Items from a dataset
____

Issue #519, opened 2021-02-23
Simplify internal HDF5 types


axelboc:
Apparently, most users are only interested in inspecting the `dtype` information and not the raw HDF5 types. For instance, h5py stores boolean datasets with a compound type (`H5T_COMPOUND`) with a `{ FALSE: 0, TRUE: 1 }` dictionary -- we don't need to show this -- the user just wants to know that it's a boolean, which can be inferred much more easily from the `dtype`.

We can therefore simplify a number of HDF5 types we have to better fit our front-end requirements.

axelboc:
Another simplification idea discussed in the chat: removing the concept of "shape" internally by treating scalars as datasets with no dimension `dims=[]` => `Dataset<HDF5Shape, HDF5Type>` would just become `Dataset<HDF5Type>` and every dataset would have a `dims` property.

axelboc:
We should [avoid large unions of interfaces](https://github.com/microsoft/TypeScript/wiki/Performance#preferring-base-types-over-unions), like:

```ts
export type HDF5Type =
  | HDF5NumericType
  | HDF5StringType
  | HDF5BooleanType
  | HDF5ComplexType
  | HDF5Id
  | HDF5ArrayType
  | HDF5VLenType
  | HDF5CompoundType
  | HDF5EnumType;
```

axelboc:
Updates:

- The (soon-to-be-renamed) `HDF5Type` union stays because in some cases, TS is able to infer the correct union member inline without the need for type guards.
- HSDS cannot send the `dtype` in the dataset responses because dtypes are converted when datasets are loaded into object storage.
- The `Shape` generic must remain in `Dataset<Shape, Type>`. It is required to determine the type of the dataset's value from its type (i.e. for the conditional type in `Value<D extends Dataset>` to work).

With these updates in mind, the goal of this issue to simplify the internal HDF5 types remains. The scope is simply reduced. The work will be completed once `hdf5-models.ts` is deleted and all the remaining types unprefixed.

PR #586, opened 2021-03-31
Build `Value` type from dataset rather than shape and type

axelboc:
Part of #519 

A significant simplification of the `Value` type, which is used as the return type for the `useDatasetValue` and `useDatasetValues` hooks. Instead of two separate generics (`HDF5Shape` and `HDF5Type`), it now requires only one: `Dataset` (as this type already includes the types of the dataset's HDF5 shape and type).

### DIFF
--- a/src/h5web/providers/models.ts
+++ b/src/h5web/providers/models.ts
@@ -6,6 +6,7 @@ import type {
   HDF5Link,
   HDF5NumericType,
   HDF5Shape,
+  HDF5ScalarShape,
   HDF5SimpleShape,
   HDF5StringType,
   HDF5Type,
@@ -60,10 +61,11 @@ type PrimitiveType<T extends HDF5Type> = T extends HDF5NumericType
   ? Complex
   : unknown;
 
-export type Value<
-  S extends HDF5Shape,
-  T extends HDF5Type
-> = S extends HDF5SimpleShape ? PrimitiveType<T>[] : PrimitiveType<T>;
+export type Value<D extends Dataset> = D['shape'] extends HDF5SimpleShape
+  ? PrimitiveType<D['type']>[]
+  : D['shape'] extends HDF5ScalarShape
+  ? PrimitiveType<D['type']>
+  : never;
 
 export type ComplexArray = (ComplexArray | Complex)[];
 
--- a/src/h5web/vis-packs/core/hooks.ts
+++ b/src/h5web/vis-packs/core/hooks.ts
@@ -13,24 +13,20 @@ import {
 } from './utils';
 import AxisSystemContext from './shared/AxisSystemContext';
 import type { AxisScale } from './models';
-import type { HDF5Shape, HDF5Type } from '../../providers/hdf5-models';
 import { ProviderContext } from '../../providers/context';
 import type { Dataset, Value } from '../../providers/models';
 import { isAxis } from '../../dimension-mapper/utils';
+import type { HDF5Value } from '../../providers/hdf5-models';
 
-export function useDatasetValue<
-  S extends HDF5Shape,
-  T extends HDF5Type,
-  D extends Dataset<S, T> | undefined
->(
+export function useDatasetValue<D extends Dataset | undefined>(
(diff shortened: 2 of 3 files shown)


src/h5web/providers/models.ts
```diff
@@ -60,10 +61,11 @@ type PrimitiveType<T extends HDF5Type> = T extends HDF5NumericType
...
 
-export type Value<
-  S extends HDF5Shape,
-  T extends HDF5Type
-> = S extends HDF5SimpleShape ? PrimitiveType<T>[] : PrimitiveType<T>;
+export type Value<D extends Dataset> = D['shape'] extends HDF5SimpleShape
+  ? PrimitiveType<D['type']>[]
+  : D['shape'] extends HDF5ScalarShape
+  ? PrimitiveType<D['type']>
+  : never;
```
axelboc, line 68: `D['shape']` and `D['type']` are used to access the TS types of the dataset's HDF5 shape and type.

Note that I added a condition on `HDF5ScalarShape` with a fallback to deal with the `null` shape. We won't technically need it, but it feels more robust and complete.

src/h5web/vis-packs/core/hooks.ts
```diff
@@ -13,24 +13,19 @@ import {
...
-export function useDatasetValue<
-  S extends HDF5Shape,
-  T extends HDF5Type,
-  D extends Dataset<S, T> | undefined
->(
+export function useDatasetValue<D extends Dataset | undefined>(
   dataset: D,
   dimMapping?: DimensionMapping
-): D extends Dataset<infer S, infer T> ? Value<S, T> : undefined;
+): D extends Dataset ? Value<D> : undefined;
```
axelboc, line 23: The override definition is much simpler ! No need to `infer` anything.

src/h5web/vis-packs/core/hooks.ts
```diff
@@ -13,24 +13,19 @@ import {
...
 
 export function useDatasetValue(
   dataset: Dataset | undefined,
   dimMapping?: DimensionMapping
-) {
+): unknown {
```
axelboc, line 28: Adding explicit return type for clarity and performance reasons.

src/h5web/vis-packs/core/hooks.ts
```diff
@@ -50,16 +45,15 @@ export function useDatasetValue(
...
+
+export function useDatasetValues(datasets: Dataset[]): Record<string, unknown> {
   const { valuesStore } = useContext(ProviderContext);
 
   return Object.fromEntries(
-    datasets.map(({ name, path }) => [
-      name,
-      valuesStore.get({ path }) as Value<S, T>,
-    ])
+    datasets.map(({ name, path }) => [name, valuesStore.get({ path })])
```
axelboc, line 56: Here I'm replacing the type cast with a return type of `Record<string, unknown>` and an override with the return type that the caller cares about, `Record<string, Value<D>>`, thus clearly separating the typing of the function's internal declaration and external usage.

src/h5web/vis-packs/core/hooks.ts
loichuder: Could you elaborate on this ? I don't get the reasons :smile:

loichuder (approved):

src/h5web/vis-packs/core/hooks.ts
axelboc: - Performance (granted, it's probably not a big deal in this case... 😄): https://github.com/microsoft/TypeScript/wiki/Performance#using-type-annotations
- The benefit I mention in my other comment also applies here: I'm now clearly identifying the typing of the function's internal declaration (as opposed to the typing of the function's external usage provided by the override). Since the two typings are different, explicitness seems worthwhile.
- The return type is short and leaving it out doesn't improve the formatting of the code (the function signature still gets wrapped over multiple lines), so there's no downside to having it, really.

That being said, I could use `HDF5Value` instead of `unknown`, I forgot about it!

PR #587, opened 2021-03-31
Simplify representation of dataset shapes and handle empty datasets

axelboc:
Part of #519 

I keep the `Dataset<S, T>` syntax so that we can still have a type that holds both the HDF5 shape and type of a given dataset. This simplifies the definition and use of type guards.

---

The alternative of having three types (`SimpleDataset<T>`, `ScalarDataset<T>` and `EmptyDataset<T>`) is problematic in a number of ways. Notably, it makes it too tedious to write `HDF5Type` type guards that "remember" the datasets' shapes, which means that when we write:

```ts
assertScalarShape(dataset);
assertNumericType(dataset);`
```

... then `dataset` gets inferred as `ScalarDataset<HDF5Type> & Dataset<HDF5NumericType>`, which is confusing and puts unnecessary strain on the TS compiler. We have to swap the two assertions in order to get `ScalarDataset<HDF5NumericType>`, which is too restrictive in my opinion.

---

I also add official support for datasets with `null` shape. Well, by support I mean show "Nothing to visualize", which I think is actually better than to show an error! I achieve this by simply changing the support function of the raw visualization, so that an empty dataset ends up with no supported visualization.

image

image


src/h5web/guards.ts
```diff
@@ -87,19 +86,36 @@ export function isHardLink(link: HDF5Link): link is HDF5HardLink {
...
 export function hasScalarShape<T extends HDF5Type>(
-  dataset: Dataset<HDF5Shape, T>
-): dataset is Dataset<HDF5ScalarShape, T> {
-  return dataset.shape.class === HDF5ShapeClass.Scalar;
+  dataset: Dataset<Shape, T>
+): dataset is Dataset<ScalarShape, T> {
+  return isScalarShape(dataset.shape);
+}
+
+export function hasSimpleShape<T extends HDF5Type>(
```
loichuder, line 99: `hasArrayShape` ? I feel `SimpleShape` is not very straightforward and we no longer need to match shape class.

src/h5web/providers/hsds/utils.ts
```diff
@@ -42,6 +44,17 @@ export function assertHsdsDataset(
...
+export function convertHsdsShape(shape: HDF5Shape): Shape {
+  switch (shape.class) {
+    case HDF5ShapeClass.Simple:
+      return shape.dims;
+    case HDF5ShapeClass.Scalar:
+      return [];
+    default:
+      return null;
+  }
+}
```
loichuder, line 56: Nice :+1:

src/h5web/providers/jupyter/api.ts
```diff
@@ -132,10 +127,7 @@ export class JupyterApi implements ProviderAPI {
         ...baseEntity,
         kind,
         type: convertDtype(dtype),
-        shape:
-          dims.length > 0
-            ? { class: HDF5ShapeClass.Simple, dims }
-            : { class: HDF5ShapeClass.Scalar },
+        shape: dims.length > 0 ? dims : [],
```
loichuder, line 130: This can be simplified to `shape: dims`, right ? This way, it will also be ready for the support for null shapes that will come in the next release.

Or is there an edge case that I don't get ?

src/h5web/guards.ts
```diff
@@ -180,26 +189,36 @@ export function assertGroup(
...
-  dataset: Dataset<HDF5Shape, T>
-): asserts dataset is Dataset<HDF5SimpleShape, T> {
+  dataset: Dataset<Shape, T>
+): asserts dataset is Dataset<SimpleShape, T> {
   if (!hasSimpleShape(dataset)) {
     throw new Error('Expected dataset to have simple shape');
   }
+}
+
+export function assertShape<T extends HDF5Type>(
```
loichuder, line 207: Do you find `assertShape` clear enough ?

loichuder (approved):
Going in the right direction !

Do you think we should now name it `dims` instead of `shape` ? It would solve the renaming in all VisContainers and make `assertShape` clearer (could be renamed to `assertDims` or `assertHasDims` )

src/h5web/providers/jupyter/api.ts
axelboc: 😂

____

» Try it:
Copy the lines above that hold the word "ScalarDataset".

» Solved exercise:
The alternative of having three types (`SimpleDataset<T>`, `ScalarDataset<T>` and `EmptyDataset<T>`) is problematic in a number of ways. Notably, it makes it too tedious to write `HDF5Type` type guards that "remember" the datasets' shapes, which means that when we write:
... then `dataset` gets inferred as `ScalarDataset<HDF5Type> & Dataset<HDF5NumericType>`, which is confusing and puts unnecessary strain on the TS compiler. We have to swap the two assertions in order to get `ScalarDataset<HDF5NumericType>`, which is too restrictive in my opinion.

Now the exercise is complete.